Instructions for the task: Copy each line of the records below, from the first through the one that contains "thanks @rhugman, getting", exactly as written.

Material provided:
==================================================
PR #559, opened 2024-12-06
Feat dsi_pyworker

rhugman:
- relies on JDub's PR #557 
- added dsi_pyworker() to helpers
- switched dsi tests in la_tests to use the pyworker
- painted everything with red stripes for extra speeeeddddd


briochh:
thanks @rhugman, getting the occasional fail in the dsi tests, unsure where they come from. e.g. https://github.com/pypest/pyemu/actions/runs/12248019374/job/34166881016#step:14:3319 
Looks like it is triggered by a failure during the dsi runs. Maybe overlapping file access. Maybe memory issue when running with a few workers. Hopefully using pypestworker approach here heads it off. Let's keep an eye on it though.

PR #560, opened 2024-12-06
Appended some small changes to account for 1d array shapes from unstructured grids

jonathanqv:


briochh:
Thanks @jonathanqv , good to have your eyes on the unstructured stuff!

PR #561, opened 2024-12-11
removing rc_params setting in plotutils

### LINKED ISSUE #554: Please don't modify the matplotlib preferance settings before
Importing pyemu changes the matplotlib font size which overides user preferences and can cause inconsistancy in the the users figures... it's really annoying.  **Please don't do this.**  If you need it for examples etc., please make sure the changes are within the `if __name__ == '__main__':`

File: 
..pyemu/plot/plot_utils.py

Lines 12-18

```
font = {"size": 6}
try:
    import matplotlib

    matplotlib.rc("font", **font)

    import matplotlib.pyplot as plt
    from matplotlib.backends.backend_pdf import PdfPages
    from matplotlib.gridspec import GridSpec
except Exception as e:
    # raise Exception("error importing matplotlib: {0}".format(str(e)))
    warnings.warn("error importing matplotlib: {0}".format(str(e)), PyemuWarning)
```

briochh:
Moved Matplotlib font.size rc_param setting to a decorator and wrapper to run each plot_utils function in a rc_context. The net effect on plots should be the same. The decorator can take a dict of pars that would ordinarily get passed through to `rc_context()` if we want function-wide control at any point. This should close #554


hansonmcoombs:
Thanks heaps!

Issue #564, opened 2024-12-16
mfile_skip getting ignored in pf.add_parameters()


kmarkovich:
Hi, I am trying to add parameters from an ascii file (attached) that has some rows at the top that need to be skipped. Getting an error "could not convert string to float: 'ncols'" which suggests that pyemu is still trying to read that first line. 
[AWC_subset.txt](https://github.com/user-attachments/files/18151597/AWC_subset.txt)

briochh:
hey @kmarkovich, 
Thanks! looks like you have caught one! I'll get a fix plumbed in.

kmarkovich:
right on, thanks @briochh !

kmarkovich:
@briochh mfile_skip should still preserve those skipped lines when writing out the file, no? looks like it's dropping them in the written out file

briochh:
it's a good point @kmarkovich, I think the answer should be probably, yes. Seems our (lazy) preservation of headers might have been limited to list-like files. I'll look at a patch. Might take a moment.

briochh:
@kmarkovich, I have a probable fix pushed to develop now. See how this works for you.

kmarkovich:
works like a dream!

PR #566, opened 2024-12-18
Propagating headers in array files to model input files

briochh:
+ bit of work around tpl files including header for direct array style pars
+ added too test to include direct add_pars and pp add_pars


briochh:
hopefully further addresses #564

PR #24, opened 2019-05-02
Config form validation

loneil:
Add form validation on the UI components in the Config Form section.

# Description

Front end form field validation from subtasks in:
https://apps.nrs.gov.bc.ca/int/jira/browse/SHOWCASE-64

## Types of changes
==================================================
Exercise solution:
PR #559, opened 2024-12-06
Feat dsi_pyworker

rhugman:
- relies on JDub's PR #557 
- added dsi_pyworker() to helpers
- switched dsi tests in la_tests to use the pyworker
- painted everything with red stripes for extra speeeeddddd


briochh:
thanks @rhugman, getting the occasional fail in the dsi tests, unsure where they come from. e.g. https://github.com/pypest/pyemu/actions/runs/12248019374/job/34166881016#step:14:3319 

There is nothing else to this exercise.